Great advice Zach. I'll definitely do this. However, it would be nice to have an already-made conversion routine for UTF8 to UTF16. I'm hoping that most of the cases where I'm converting encodings will be when I'm going through another library where it has already been handled, like wxWidgets or boost.
Yea definitely. I know there's a Boost.Unicode library in the works, although I don't know the status.
I found this to be pretty useful UTF8-CPP: UTF-8 with C++ in a Portable Way: The Sourceforge project page
On Sun, 14 Jun 2009 21:41:16 +0200, Robert Dailey
[...]Great advice Zach. I'll definitely do this. However, it would be nice to have an already-made conversion routine for UTF8 to UTF16. I'm hoping
The conversion routines you are looking for are std::mbsrtowcs() and std::wcsrtombs() in <cwchar>. You must set the global locale first before you use them so they know which multi-byte encoding they should use (try for example "en_US.UTF-8"). If you want your application to work on Windows, too, you can't use those functions unfortunately but must use MultiByteToWideChar() and WideCharToMultiByte() instead (as there is no UTF-8 locale on Windows). The Unicode FAQ for Unix and Linux might also help: http://www.cl.cam.ac.uk/~mgk25/unicode.html Boris
On Mon, Jun 15, 2009 at 3:55 AM, Boris Schaeling
On Sun, 14 Jun 2009 21:41:16 +0200, Robert Dailey
wrote: [...]Great advice Zach. I'll definitely do this. However, it would be nice
to have an already-made conversion routine for UTF8 to UTF16. I'm hoping
The conversion routines you are looking for are std::mbsrtowcs() and std::wcsrtombs() in <cwchar>. You must set the global locale first before you use them so they know which multi-byte encoding they should use (try for example "en_US.UTF-8"). If you want your application to work on Windows, too, you can't use those functions unfortunately but must use MultiByteToWideChar() and WideCharToMultiByte() instead (as there is no UTF-8 locale on Windows).

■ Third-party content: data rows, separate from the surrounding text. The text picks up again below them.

PR #166, opened 2020-02-06
Expose option to pass intermediate points for smooth location animation

LukasPaczos:
This PR adds a `LocationComponent#forceLocation` overload, which allows passing a list of locations. The last location in the list is the desired target, while everything else makes up for the intermediate points in the otherwise linear location puck animation. This allows for better road geometry tracking and avoids "cutting" corners when 2 raw updates are on the opposite side of an intersection maneuver.

This also exposes a `lookAheadUpdate` flag in the same method. If we have an ability to predict location updates, setting this flag to `true` will take the timestamp of the target location (last in the list) and calculate the animation duration equal to
```
targetLocationTimestamp - currentTimestamp
```
This allows minimizing the visual lag that a smooth animation would introduce otherwise.

/cc @SiarheiFedartsou @mskurydin

### DIFF
--- a/MapboxGLAndroidSDK/src/main/java/com/mapbox/mapboxsdk/location/LocationAnimatorCoordinator.java
+++ b/MapboxGLAndroidSDK/src/main/java/com/mapbox/mapboxsdk/location/LocationAnimatorCoordinator.java
@@ -3,11 +3,13 @@ package com.mapbox.mapboxsdk.location;
 import android.animation.Animator;
 import android.location.Location;
 import android.os.SystemClock;
-import androidx.annotation.NonNull;
-import androidx.annotation.Nullable;
-import androidx.annotation.VisibleForTesting;
 import android.util.SparseArray;
 import android.view.animation.LinearInterpolator;
+
+import androidx.annotation.NonNull;
+import androidx.annotation.Nullable;
+import androidx.annotation.Size;
+import androidx.annotation.VisibleForTesting;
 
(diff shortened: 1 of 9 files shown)


chloekraw:
@LukasPaczos neat idea. do we have any metrics on the performance diff with this change?

LukasPaczos:
I don't have data, but there should be no perf difference. Normally, the framework would interpolate between A->B with an arbitrary amount of intermediate points (system determines that based on the framerate). While now, the system will still fill in some intermediate points, but we're also making it possible to define a fixed amount of them which the system will have to visit giving us a chance to better shape the path.

Guardiola31337:
https://github.com/mapbox/mapbox-gl-native-android/pull/166/commits/24ed3be62696ee67fcdfc0a2734283d0f1f72efb updates `mapbox-gl-native` vendor to point to https://github.com/mapbox/mapbox-gl-native/commit/3ea459233a60ee737d0b637582f94024f3763797 (https://github.com/mapbox/mapbox-gl-native/issues/16180#issuecomment-582899890) that fixes the crash we were seeing in https://github.com/mapbox/mapbox-gl-native/issues/16180 https://github.com/mapbox/mapbox-gl-native/issues/16101 and https://github.com/mapbox/mapbox-navigation-android/pull/2452#issuecomment-583567113 

👀 @tobrun @LukasPaczos

LukasPaczos:
Thanks @Guardiola31337 :+1:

The Unicode FAQ for Unix and Linux might also help: http://www.cl.cam.ac.uk/~mgk25/unicode.html
Boris, This is a good idea. I had thought about this, but I was hoping there was a more portable solution already out there. If not, then I could just create a simple abstraction for the platform specific routines. Thanks for your help (And to everyone else as well)!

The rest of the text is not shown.